Buying a CCHIT-certified program will increasingly simplify the job of funneling patient data into a new system regardless of who’s hosting your program, he adds. Last year, CCHIT enacted standards for interoperability -the ability to exchange data - that call for programs to generate portions of an exportable record summary called the continuity of care document, or CCD. Those subsets now consist of patient demographics, medications, and allergies, with standards for more subsets on the way, says CCHIT spokesman John Morrissey. As of press time, 21 vendors have programs meeting the 2008 CCHIT standards. If you have one of these programs and decide to switch to another vendor in this group, you can export CCDs as “XML” files, according to Kleaveland. As CCHIT standards for interoperability evolve, pulling off such data transfers will become easier, he says.

Help for the older gent

In his Texas practice, Seguro fully adopted the EMR while his four partners didn’t. “Two were older gents who couldn’t get the hang of it,” says Seguro.

Seguro needs to remember the past to avoid repeating it. After all, his current partner, Richard Penrod*, is an older doctor who probably will retire in three years. Penrod isn’t computer illiterate. He uses electronic prescribing software, just as Seguro does. And he’s willing to give an EMR his best shot. But Penrod’s not the geek that Seguro is. So Seguro needs to factor this in lest Penrod becomes frustrated with the EMR and reverts to paper, wrecking the implementation.

Kleaveland recommends that Seguro cut his partner some slack on the often troublesome issue of data entry. “If there’s a choice of method, let Penrod choose what’s easiest for him,” he says. “If he’s used to dictating, let him dictate, and have a clerk copy the transcription into the EMR.”

Rosemarie Nelson suggests that Seguro accommodate Penrod financially as well. “An EMR investment is often calculated over five years,” says Nelson. “If the partner is going to be around for only three more years, maybe he should pay only three-fifths of his normal share of the cost. That will make the partner feel better about the EMR.”

Don’t underestimate the ROI

Seguro wants an EMR that can pay for itself, but he’s not sure he can find one like that. “I’m not convinced that an EMR makes economic sense for a practice like mine.”

Kleaveland thinks Seguro’s expectations are unrealistically low, based on a study published four years ago in the journal Health Affairs of 14 primary-care practices that implemented an EMR. The average practice recovered its costs in 30 months.
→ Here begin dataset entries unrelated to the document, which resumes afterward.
PR #12946, opened 2015-09-25
docs(tutorial/6 - Templating Links

heidi-jungel:
Updating to include the alt attribute for the image.  Per WCAG 2.0 Level A 1.1.1, all images must have alternative text.  Since this is likely a tutorial developers will follow, better to include accessibility while they are learning angular and show how it can be done with angular.

### DIFF
--- a/docs/content/tutorial/step_06.ngdoc
+++ b/docs/content/tutorial/step_06.ngdoc
@@ -44,7 +44,7 @@ __`app/index.html`:__
 ...
         <ul class="phones">
           <li ng-repeat="phone in phones | filter:query | orderBy:orderProp" class="thumbnail">
-            <a href="#/phones/{{phone.id}}" class="thumb"><img ng-src="{{phone.imageUrl}}" alt="{{phone.alt}}></a>
+            <a href="#/phones/{{phone.id}}" class="thumb"><img ng-src="{{phone.imageUrl}}" alt="{{phone.alt}}"></a>
             <a href="#/phones/{{phone.id}}">{{phone.name}}</a>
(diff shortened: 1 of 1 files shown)


gilesedinburgh:
requesting to add alt attribute to tutorial file

gilesedinburgh:
I signed it!

docs/content/tutorial/step_06.ngdoc
```diff
@@ -43,7 +44,7 @@ __`app/index.html`:__
 ...
         <ul class="phones">
           <li ng-repeat="phone in phones | filter:query | orderBy:orderProp" class="thumbnail">
-            <a href="#/phones/{{phone.id}}" class="thumb"><img ng-src="{{phone.imageUrl}}"></a>
+            <a href="#/phones/{{phone.id}}" class="thumb"><img ng-src="{{phone.imageUrl}}" alt="{{phone.alt}}></a>
```
gkalpak: Missing closing quote.

gkalpak:
I tool a closer look. If we are adding `alt`, I think we should be consistent. This means that similar changes are needed in steps 5, 10 and 12 as well as in the `angular-phonecat` repo.

gilesedinburgh:
I totally agree!  We should have these in all steps for consistency. I can certainly make that request for each of these steps.

gkalpak:
@gilesedinburgh, awesome ! I think it would be best to make all changes in one PR (plus one more for the `angular-phonecat` repo).

gkalpak:
Closed with c2033d7.

PR #12950, opened 2015-09-25
docs($http): link to the usage section when config is mentioned

### LINKED ISSUE #12949: Docs for $http interceptor - what is the config object?
The docs say that you have access to the config object, but don't say what the object looks like. It'd be helpful to know what the object looks like.

Narretz:
This makes it easier for beginners to find out what the config object looks like

Closes #12949


gkalpak:
:+1:

PR #12952, opened 2015-09-25
fix(ngOptions): skip comments when looking for option elements

### LINKED ISSUE #12190: ngOptions in Angular 1.4 broke <select> placeholder values using ng-if

```
      </select>
```

```
      </select>
```

Narretz:
Closes #12190


petebacondarwin:
LGTM

petebacondarwin:
Woohoo - look at your @Narretz "merging" PRs!

Narretz:
Yeah, it looks nice! Too bad you cannot merge / push multiple commits at once. And thanks for the review!

PR #13394, opened 2015-11-27
fix(formatNumber): better corner case handling

### LINKED ISSUE #8674: number formatter outputs NaN.0 for large numbers with decimals

### LINKED ISSUE #10246: Number filter with exponentially small numbers without fractionSize
Currently, if `fractionSize` is not passed, for small numbers like `1e-50` number filter produces string `1e-50`.

It happens because `fractionSize` is undefined here: https://github.com/angular/angular.js/blob/g3_v1_3/src/ng/filter/filters.js#L152

`undefined + 1` is `NaN` and `NaN` can't be bigger than number.

Fraction size is only computed if number has no exponent.

Is it by design?

### LINKED ISSUE #12707: formatNumber produces NaN for numbers near 999999999999999934463

petebacondarwin:
The idea here is that we actually parse the input number ourselves and then do the rounding ourselves manually. This allows us more control and reliability on the output for corner case numbers.

Closes #8674
Closes #12709 
Closes #8705 
Closes #12707 
Closes #10246
Closes #10252

### DIFF
--- a/src/ng/filter/filters.js
+++ b/src/ng/filter/filters.js
@@ -1,5 +1,9 @@
 'use strict';
 
+var MAX_DIGITS = 22;
+var DECIMAL_SEP = '.';
+var ZERO_CHAR = '0';
+
 /**
  * @ngdoc filter
  * @name currency
@@ -124,8 +128,6 @@ function currencyFilter($locale) {
      </file>
    </example>
  */
-
-
 numberFilter.$inject = ['$locale'];
 function numberFilter($locale) {
   var formats = $locale.NUMBER_FORMATS;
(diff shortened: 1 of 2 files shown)


Narretz:
I've found another issue that seems to fit the theme: https://github.com/angular/angular.js/issues/10246 Maybe the PR fixes it?

petebacondarwin:
I included the test from #10252 and it passes so I claim that this PR also fixes #10246

petebacondarwin:
This PR is adding approximately 0.3% (181 bytes) to the gzipped and minified code size for `angular.js`.

src/ng/filter/filters.js
```diff
@@ -139,93 +141,186 @@ function numberFilter($locale) {
...
+    while (numStr.charAt(--zeros) == ZERO_CHAR);
+    integerLen = e - i;
+    digits = [];
+    // Convert string to array of digits without leading/trailing zeros.
+    for (j = 0; i <= zeros; i++, j++) {
+      digits[j] = +numStr.charAt(i);
+    }
+  }
+
+  // if the overflow the maximum allowed digits then use an exponent
```
Narretz: Can this be reworded? I think there's a word missing or one too many

src/ng/filter/filters.js
```diff
@@ -139,93 +141,186 @@ function numberFilter($locale) {
...
 
-  var numStr = number + '',
-      formatedText = '',
-      hasExponent = false,
-      parts = [];
+    // determine fractionSize if it is not specified; `+fractionSize` converts it to a number
+    fractionSize = (isUndefined(fractionSize)) ? Math.min(Math.max(minFrac, fractionLen), maxFrac) : +fractionSize;
 
-  if (isInfinity) formatedText = '\u221e';
+    // The indec of the digit to where rounding is to occur
```
Narretz: index

src/ng/filter/filters.js
```diff
@@ -139,93 +141,186 @@ function numberFilter($locale) {
...
 
-  var isNegative = number < 0;
-  number = Math.abs(number);
+  if (i == (zeros = numStr.length)) {
+    // Zero.
+    digits = [0];
+    integerLen = 1;
+  } else {
+    // Determine trailing zeros.
+    while (numStr.charAt(--zeros) == ZERO_CHAR);
```
Narretz: I find this hard too read. What does it even do?

src/ng/filter/filters.js
```diff
@@ -139,93 +141,186 @@ function numberFilter($locale) {
...
+ * @param  {string} numStr The number to parse
+ * @return {object} An object describing this number, containing the following keys:
+ *  - d : an array of digits containing leading zeros as necessary
+ *  - i : the number of the digits in `d` that are to the left of the decimal point
+ *  - e : the exponent for numbers that would need more than `MAX_DIGITS` digits in `d`
+ *
+ */
+function parse(numStr) {
+  var exponent = 0, digits, integerLen;
+  var e, i, j, zeros;
```
Narretz: `e` seems to have a bit more importance than i and j. Can it get a better name?

petebacondarwin:
@Narretz - I updated after your comments and rebased. One more LGTM and I'll merge it.

Narretz:
LGTM!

One reason why was higher coding for 15 percent of office visits, since improved documentation made play-it-safe undercoders more comfortable choosing, say, a 99214 instead of a 99213.
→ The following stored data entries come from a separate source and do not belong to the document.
PR #13400, opened 2015-11-27
feat(ngView): reference resolved locals in scope

shahata:
this will make it easier to use ng-route with component pattern by being able to configure something like `$routeProvider.when('/', {resolve: {items: ($http) => $http.get(...)}, template: '<my-app items="resolve.items" />'});` and not having to configure a dummy controller that puts the resolved values on the scope.

### DIFF
--- a/test/ngRoute/directive/ngViewSpec.js
+++ b/test/ngRoute/directive/ngViewSpec.js
@@ -120,6 +120,47 @@ describe('ngView', function() {
   });
 
 
+  it('should reference resolved locals in scope', function() {
+    module(function($routeProvider) {
+      $routeProvider.when('/foo', {
+        resolve: {
+          name: function() {
+            return 'shahar';
+          }
+        },
+        template: '<div>{{$resolve.name}}</div>'
+      });
+    });
+
+    inject(function($location, $rootScope) {
+      $location.path('/foo');
+      $rootScope.$digest();
+      expect(element.text()).toEqual('shahar');
+    });
+  });
+
+
+  it('should allow to provide an alias for resolved locals using resolveAs', function() {
+    module(function($routeProvider) {
+      $routeProvider.when('/foo', {
+        resolveAs: 'myResolve',
+        resolve: {
+          name: function() {
+            return 'shahar';
+          }
+        },
+        template: '<div>{{myResolve.name}}</div>'
+      });
+    });
+
+    inject(function($location, $rootScope) {
+      $location.path('/foo');
+      $rootScope.$digest();
+      expect(element.text()).toEqual('shahar');
+    });
+  });
+
+
   it('should load content via xhr when route changes', function() {
     module(function($routeProvider) {
       $routeProvider.when('/foo', {templateUrl: 'myUrl1'});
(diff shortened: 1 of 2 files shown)


shahata:
In a nutshell I tried to write a new application with using only module.component and avoiding standalone controllers and ended up writing something like:
```js
$routeProvider.when('/', {
  template: '<my-app items="resolve.items" />',
  resolve: {items: ($http) => $http.get(…)},
  controllerAs: 'resolve',
  controller: function (items) { this.items = items; }
});
```
It is pretty ugly that I need to define the controller only so I can get the resolve results in the template...
With this PR I can do this instead:
```js
$routeProvider.when('/', {
  template: '<my-app items="resolve.items" />',
  resolve: {items: ($http) => $http.get(…)}
});
```

test/ngRoute/directive/ngViewSpec.js
```diff
@@ -120,6 +120,26 @@ describe('ngView', function() {
   });
 
 
+  it('should use default resolve controller when resolve map defined with no controller', function() {
```
gkalpak: The test description is kibd of undescriptive (I wouldn't have guessed what's supposed to do just by reading the description).

petebacondarwin:
How about a `resolvesAs` property to be consistent with `controllerAs` when attaching things to the scope?
Then `module.component` could default to `$resolves`...

shahata:
@petebacondarwin sure, that makes sense. I'll update the PR. Do you prefer resolvesAs over resolveAs?  For me the second sounds better, but maybe that's my broken English :)

petebacondarwin:
Right, so the property that we are aliasing is `resolve` right? So the property that specifies what this alias should be called is `resolveAs`.
You're right.

shahata:
Added `resolveAs`. @petebacondarwin do you think we should consider this change for 1.5? Using angular-route with components is very strange otherwise...

shahata:
oh, I read your original comment again. You mean that this functionality will work only if the route has `resolveAs` and that `module.component` will pass `resolveAs: '$resolve'`? I'm not sure that this is possible since `resolveAs` is a property of the route, not of the component...

petebacondarwin:
I didn't realise that this had nothing to do with `module.component`.

How about:

```
$routeProvider.when('/', {
  template: '<my-app items="$resolve.items" />',
  resolve: {items: ($http) => $http.get(…)}
  resolveAs: '$resolve'
});
```
Then that would mean that a default controller is created that contains all the resolves as properties.
This would not work if a controller was actually specified. In otherwords:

“Assume that a pediatrician sees 6,000 patients a year, and codes 15 percent, or 900, of those higher than he normally would,” says Kleaveland. “If higher codes for those 900 visits boost payment on average by $25, revenue goes up $22,500, or $112,500 over five years.”

That same study states that EMR users should be able to increase their patient visits by 1 percent, or 60 visits. Seguro says he didn’t experience such a productivity gain with his old EMR. However, the Health Affairs study also claims that digital doctors can expect to trim their medical records staff by 0.25 full-time-equivalent employee per doctor. Sounds feasible to Seguro - he witnessed a similar labor reduction at the Texas practice. Accordingly, Seguro and his partner could at least dispense with a part-time records clerk and $10,000 in annual compensation, or $50,000 over five years.
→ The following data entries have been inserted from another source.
PR #13402, opened 2015-11-28
docs(orderBy): updated controller example

zainengineer:
Updated example which manually injects the filter.
It matches sibling example in functionality.


Narretz:
Thanks, I tweaked it a bit and landed it. Although I wonder why you didn't simply copy the styles from the second example?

This right-sizing brings potential EMR gains over five years to $162,500 ($50,000 plus $112,500). Even if Seguro bought a high-end CCHIT-certified system - hardware, implementation, training, and support included - that cost $50,000 the first year and $20,000 a year for the next four, for a total outlay of $130,000, he’d still come out ahead, says Kleaveland. The federal incentives would just be gravy.

“The numbers are pretty interesting,” says Kleaveland. And maybe just interesting enough to motivate the tentative Seguro to propose to an EMR vendor.

* The names of the physicians have been changed.